## WORK INSTRUCTIONS
Once the line containing "Adaptations for this" is found, please set it down along with each following line, exactly, to the end of the material.

## ENTRIES SUPPLIED
PR #13975, opened 2026-08-26
fix: reduce db calls for realtime alerts [v0.80]

hengfeiyang:
Backport of #13920 to `branch-v0.80.0`.

Realtime alerts made a burst of metadata db calls on every firing — and with `silence = 0`, on every matching ingestion request. This cuts a firing down to 1 INSERT + 1 UPDATE with zero watcher fan-out, and bounds the firing rate:

1. Coordinator events carry the body (trigger / `ShortUrlRecord`), with the five copy-pasted emit blocks collapsed into one `emit_realtime_trigger_event` helper in `infra::scheduler`. Watchers use the body when non-empty and keep the db-read fallback for empty-body events from old nodes, so rolling upgrades are safe.
2. Short URL uses `INSERT … ON CONFLICT DO NOTHING` instead of select-then-insert; no-op writes emit no events; the dead `contains()` pre-check in the super-cluster queue is gone; md5 collisions are now genuinely handled.
3. Fixed 30s minimum silence for realtime alerts via `TriggerCondition::effective_silence_micros`, so an alert with silence 0 can no longer fire once per matching request.
4. Bug fix in `get_stream_alerts`: early `return` → `continue`, so one stream with fully filtered-out alerts no longer drops alerts for the remaining streams of a multi-stream request.
5. Traces and metrics ingestion spawn `evaluate_trigger` like the logs path, instead of awaiting notification + db work inline on the ingest request path.

Adaptations for this branch:

- Paths follow the pre-refactor layout (`src/service/*`, in-crate `src/super_cluster_queue/`).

## SOLUTION TO THE EXERCISE
Adaptations for this branch:

- Paths follow the pre-refactor layout (`src/service/*`, in-crate `src/super_cluster_queue/`).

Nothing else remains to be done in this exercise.